These are exciting times for regenerative medicine. Unlike conventional medicines, the regenerative approach can potentially work to restore the lost functionality of tissues or organs—the major reason for intensive focus on research and development in the field. The global market is projected to reach $67.6 billion by 2020, up from $16.4 billion in 2013, according to a report released in summer 2014 by market intelligence company Allied Market Research.
"Regen med" is divided into discrete areas: small molecules and biologics, gene therapy and cell therapy. One of today's most interesting applications of cell therapy involves the treatment of diabetic foot ulcers (DFUs) and venous leg ulcers (VLUs), both of which have historically suffered from a lack of effective treatments.
Diabetic foot ulcers are open sores or wounds that occur in about 15 percent of patients with diabetes, according to the American Podiatric Medical Association (APMA). Of those who develop DFUs, about six percent will be hospitalized due to infection or other ulcer-related complications. Foot ulcerations, the APMA reports, precede 85 percent of diabetes-related amputations. Novel, effective methods of tackling DFUs are greatly needed. But according to a recent review in the journal Advances in Therapy, the development of new treatments in this area has stalled for the past two decades. According to lead author Aristidis Veves, MD, the number of cases of DFUs and amputations has remained the same over the past 10 to 15 years. One issue that remains challenging is developing effective wound dressings for DFUs. Many types exist, says Veves, but there is not much evidence to show that any one is better than any other.
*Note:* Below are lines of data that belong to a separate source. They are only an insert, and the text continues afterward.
Issue #6693, opened 2024-04-12
Make http headers available in the decision-log


stiidk:
In our OPA/Styra setup, we already uses `system.log` to mask sensitive input, and enrich the decision-log e.g. by adding the decoded jwt to the input next to the encoded-jwt. 

## What is the underlying problem you're trying to solve?
We would like to make additional enriching of our decision-log, by adding certain attributes/claims that is available in the http header.

## Describe the ideal solution
The ideal solution would be that `input.headers` was available in the `system.log` package as it is already in the `system.authz` package.

## Describe a "Good Enough" solution
Some other way just to enable all http headers to be added to decision-log.

## Additional Context
As mentioned above we can in the `system.authz` package create a rule checking for certain http headers:
```rego
test_in_headers if {	
	some header_name,_ in input.headers
	lower(header_name) == "test"
}
```

ashutosh-narkar:
Having `headers` as part of the input to the `system.authz` policy makes sense as the policy's purpose is to authorize an incoming HTTP request received by OPA. The `system.log` package works on anything provided in the input. It's not tied to any particular domain. So one way to provide headers to the log policy would be to make the headers part of OPA's input.

stiidk:
Hi @ashutosh-narkar 
If it make sense to be able to authorize an incoming HTTP request(including headers), it would - to me at least - also make sense to be able to log the headers, without having teams using OPA provide extra input.

ashutosh-narkar:
Ok. Here's a proposal. We'll extend the decision log config to allow users to specify the headers they want to include in the log. It will look something like:
```
decision_logs:
  request_context:
    http:
      headers: ["x-foo", "x-bar"]
```

Then the log will look something like:

```
"request_context": {
    "http": {
       "headers": {
            "x-foo": "baz",
            "x-bar": "faz"
        }
    }
}
```

WDYT?

PR #6750, opened 2024-05-16
Include http request context in decision logs

ashutosh-narkar:
It would be useful if users had the ability to enhance the
decision log with info from the incoming HTTP request such as
headers. This change allows users to configure headers whose
values if present in the incoming HTTP request would be
surfaced via the decision log. This can be extended in the
future to include more context from the request.

Fixes: https://github.com/open-policy-agent/opa/issues/6693


runtime/logging.go
```diff
@@ -60,6 +60,7 @@ func (h *LoggingHandler) loggingEnabled(level logging.Level) bool {
 func (h *LoggingHandler) ServeHTTP(w http.ResponseWriter, r *http.Request) {
 	var rctx logging.RequestContext
 	rctx.ReqID = atomic.AddUint64(&h.requestID, uint64(1))
+	rctx.HTTPRequestContext = logging.HTTPRequestContext{Header: r.Header.Clone()}
```
ashutosh-narkar, line 63: Similar to the `requested_by` field in the decision log, the request context would be available in the log when the log-level is `info` or higher.

plugins/logs/plugin_test.go
```diff
@@ -154,6 +155,93 @@ func TestPluginCustomBackendAndHTTPServiceAndConsole(t *testing.T) {
...
+			decisionInfo: &server.Info{Bundles: map[string]server.BundleInfo{"b1": {Revision: "A"}}, HTTPRequestContext: logging.HTTPRequestContext{Header: h2}},
+			expected:     &RequestContext{HTTPRequest: &HTTPRequestContext{Headers: map[string][]string{"foo": []string{"bar"}, "foo2": []string{"bar", "bar2"}}}},
+		},
+		{
+			note:         "request context in config (single header) - request context in decision info (with header map full)",
+			config:       []byte(`{"plugin": "test_plugin", "request_context": {"http": {"headers": ["foo"]}}}`),
+			decisionInfo: &server.Info{Bundles: map[string]server.BundleInfo{"b1": {Revision: "A"}}, HTTPRequestContext: logging.HTTPRequestContext{Header: h2}},
+			expected:     &RequestContext{HTTPRequest: &HTTPRequestContext{Headers: map[string][]string{"foo": []string{"bar"}}}},
+		},
+	}
```
johanfylling, line 221: How about test cases for when there are incoming headers but the config has
1. an empty `headers` list, 
2. no `header` list but a `http` entry, 
3. no `http` entry?

johanfylling (commented):
LGTM 👍 
Just a question about log sanitizing.

plugins/logs/plugin_test.go
ashutosh-narkar: Added these test cases.

docs/content/management-decision-logs.md
```diff
@@ -60,25 +60,26 @@ represents a policy decision returned by OPA.
...
+| `[_].result`                       | `any` | Policy decision returned to the client, e.g., `true` or `false`.                                                                                                                                                                                                                                                                                                                                       |
+| `[_].requested_by`                 | `string` | Identifier for client that executed policy query, e.g., the client address.                                                                                                                                                                                                                                                                                                                            |
+| `[_].request_context.http.headers` | `object` | Set of key-value pairs describing HTTP headers and their corresponding values. The header keys in this object are specified by the user as part of the decision log configuration. |
```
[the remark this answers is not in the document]
ashutosh-narkar: Updated.

plugins/logs/plugin.go
```diff
@@ -620,6 +638,22 @@ func (p *Plugin) Log(ctx context.Context, decision *server.Info) error {
...
 	}
 
+	headers := map[string][]string{}
+	rctx := p.config.RequestContext
+
+	if rctx.HTTPRequest != nil && len(rctx.HTTPRequest.Headers) > 0 && decision.HTTPRequestContext.Header != nil {
+		for _, h := range rctx.HTTPRequest.Headers {
+			values := decision.HTTPRequestContext.Header.Values(h)
+			if len(values) > 0 {
+				headers[h] = decision.HTTPRequestContext.Header.Values(h)
```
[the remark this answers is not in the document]
johanfylling: Nothing in particular. In general though, this is a whole category of XXS attacks that target the consumer of the log. In part, this is a consideration for the consumer-side, but it could be argued that OPA, which is generating the log, should take some of the burden to sanitize the content; especially as some of the values are created wholesale by the requesting client, and not OPA.

johanfylling (approved):

Issue #6762, opened 2024-05-27
Using non-collections with `every` should fail


anderseknert:
Given an `input` object like this:
```json
{
    "items": {
        "a": "b"
    }
}
```

I made a mistake in how I interpreted the input, and used `every` like this:

```rego
allow if {
    some key in ["a", "b", "c"]
    every item in input.items[key] {
        item == "foo"
    }
}
```

This is non-sensical, as `input.items["a"]` will return the string `"b"` and not a collection, but surprisingly this passed. 

Not just a runtime issue either, as the this also passes:

```rego
every item in 1 {
    item == "foo"
}
```

I'd expect the `every` keyword to fail evaluation on anything but a valid collection, both at compile time and runtime.

PR #6763, opened 2024-05-27
Asserting `every` domain is an iterable type before evaluation

johanfylling:
Fixes: #6762

### DIFF
--- a/ast/term.go
+++ b/ast/term.go
@@ -556,6 +556,15 @@ func IsScalar(v Value) bool {
 	return false
 }
 
+// IsIterable returns true if the AST value is an iterable type.
+func IsIterable(x Value) bool {
+	switch x.(type) {
+	case *Array, *object, Set:
+		return true
+	}
+	return false
+}
+
 // Null represents the null value defined by JSON.
 type Null struct{}
 
--- a/ast/term.go
+++ b/ast/term.go
@@ -556,15 +556,6 @@ func IsScalar(v Value) bool {
 	return false
 }
 
-// IsIterable returns true if the AST value is an iterable type.
-func IsIterable(x Value) bool {
-	switch x.(type) {
-	case *Array, *object, Set:
-		return true
-	}
-	return false
-}
-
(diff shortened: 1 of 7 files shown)


ast/term.go
```diff
@@ -556,6 +556,15 @@ func IsScalar(v Value) bool {
 	return false
 }
 
+// IsIterable returns true if the AST value is an iterable type.
+func IsIterable(x Value) bool {
```
srenatus, line 560: Do we really need to expose this? 🤔 I'd think it work make for a decent helper method in topdown/eval.go, too.

topdown/eval.go
```diff
@@ -3390,19 +3384,32 @@ func (e evalTerm) save(iter unifyIterator) error {
...
 
 func (e evalEvery) eval(iter unifyIterator) error {
 	// unknowns in domain or body: save the expression, PE its body
-	if e.e.unknown(e.generator, e.e.bindings) || e.e.unknown(e.body, e.e.bindings) {
+	if e.e.unknown(e.Domain, e.e.bindings) || e.e.unknown(e.Body, e.e.bindings) {
 		return e.save(iter)
 	}
 
-	domain := e.e.closure(e.generator)
+	if pd := e.e.bindings.Plug(e.Domain); pd != nil {
```
srenatus, line 3398: 💭 When would `pd` be nil?

srenatus (commented):
Looks good so far! 👍

topdown/eval.go
johanfylling: Probably never. Sometimes I'm guilty of writing a tad too defensive code 😄.

ast/term.go
johanfylling: Sure, I can move it there 👍

srenatus (approved):
So if you slept on it and still think it's an OK approach, let's merge it 🥳  Thanks for the quick fix.

johanfylling:
Slept on it. No further epiphanies 😄.

PR #6767, opened 2024-05-28
Add remainder operator to grammar

anderseknert:
Found via https://github.com/FallenAngel97/tree-sitter-rego , which used the OPA grammar for its tree-sitter implementation, and had this missing.


srenatus (approved):
Perhaps we should just go tree-sitter and ditch this. But thanks for fixing this, of course.

anderseknert:
@srenatus yeah, I'm just learning about it, but it's quite neat! I especially like how the grammar can be tested.

Issue #6280, opened 2023-10-06
AST: Include ref to package or rule in serialized annotations


anderseknert:
The serialized AST contains a number rules, and it contains a number of annotations (if present). This is good, and tools using the AST, like [Regal](https://github.com/styraInc/regal) may use this to e.g. check that annotations contain some expected attributes. What we however _really_ miss, is knowing **what** an annotation annotates. The AST provides no information to connect an annotation to a package or rule, so we can't easily write rules that say "rule `allow` must be an entrypoint", or "all rules must have a description", and so on.

**Policy**
```rego
# METADATA
# description: do some foo things
package foo

# METADATA
# description: do some bar things
bar {
	true
}
```
**AST**
```json
{
  "package": {
    "path": [
      {
        "type": "var",
        "value": "data"
      },
      {
        "type": "string",
        "value": "foo"
      }
    ]
  },
  "annotations": [
    {
      "description": "do some foo things",
      "scope": "package"
    },
    {
      "description": "do some bar things",
      "scope": "rule"
    }
  ],
  "rules": [
    {
      "body": [
        {
          "index": 0,
          "terms": {
            "type": "boolean",
            "value": true
          }
        }
      ],
      "head": {
        "name": "bar",
        "value": {
          "type": "boolean",
          "value": true
        },
        "ref": [
          {
            "type": "var",
            "value": "bar"
          }
        ]
      }
    }
  ]
}
```

Parsing with locations included could allow trying to "map" the location of an annotation to the location of a package or rule, but this would be error-prone. Instead, I suggest that any annotation provide a ref to the package or rule it annotates:

```json
  "annotations": [
    {
      "description": "do some foo things",
      "scope": "package"
      "ref": [
        {"type": "var", "value": "data"},
        {"type": "string", "value": "foo"}
      ]
    },
    {
      "description": "do some bar things",
      "scope": "rule",
      "ref": [
        {"type": "var", "value": "data"},
        {"type": "string", "value": "foo"},
        {"type": "string", "value": "bar"},
      ]
    }
  ],
```
The `ref` could also be called `path` I guess, as that's what we say in `rego.metadata.chain()`, but I don't really have an opinion on that.

ashutosh-narkar:
> Parsing with locations included could allow trying to "map" the location of an annotation to the location of a package or rule, but this would be error-prone.

Due to compiler rewriting the policy or something else?

anderseknert:
[...]

PR #6771, opened 2024-05-30
Include annotations in rule AST

ashutosh-narkar:


ashutosh-narkar:
Partly solves https://github.com/open-policy-agent/opa/issues/6280. Originally pulled from https://github.com/open-policy-agent/opa/pull/6593.

ast/annotations.go
```diff
@@ -509,6 +509,37 @@ func (a *Annotations) toObject() (*Object, *Error) {
...
+	cpy := make([]*Annotations, len(mod.Annotations))
+	for i, a := range mod.Annotations {
+		cpy[i] = a.Copy(a.node)
+	}
+
+	for _, rule := range mod.Rules {
+		var j int
+		var found bool
+		for i, a := range cpy {
+			if rule.Loc().Row > a.Location.Row {
```
johanfylling, line 523: Since we're only looking at rules declared below the annotation, won't we be dropping document-scope annotations for rules that don't happen to be located below the annotation, but have an applicable path?

E.g. this policy might not be good form, but the annotation block applies to both rules `data.example.p`:

```
package example

import rego.v1

p contains {1, rego.metadata.chain()}

# METADATA
# scope: document
# title: p-rules
p contains {2, rego.metadata.chain()}
```

johanfylling (commented):
Looks good 👍, but I think there's one issue we need to fix.

anderseknert (approved):

johanfylling (approved):

marcellio835 (commented):
Que lindo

Meanwhile, venous leg ulcers (VLUs) are shallow wounds that occur when the leg veins don't return blood back toward the heart the way they should, a condition called venous insufficiency. According to WebMD, these ulcers usually form on the sides of the lower leg, above the ankle and below the calf. VLUs are slow to heal and often recur if steps aren't taken to prevent them. A newsworthy setback in the potential treatment of VLUs occurred in October 2014, when medical technology company Smith & Nephew announced that its product HP802-247—a spray-on skin treatment consisting of living cells—had failed in a late-stage clinical trial involving VLU patients. The spray is targeted at people with VLUs whose skin will not heal with conventional treatments, such as compression dressings, and for whom the only alternative option could be skin graft.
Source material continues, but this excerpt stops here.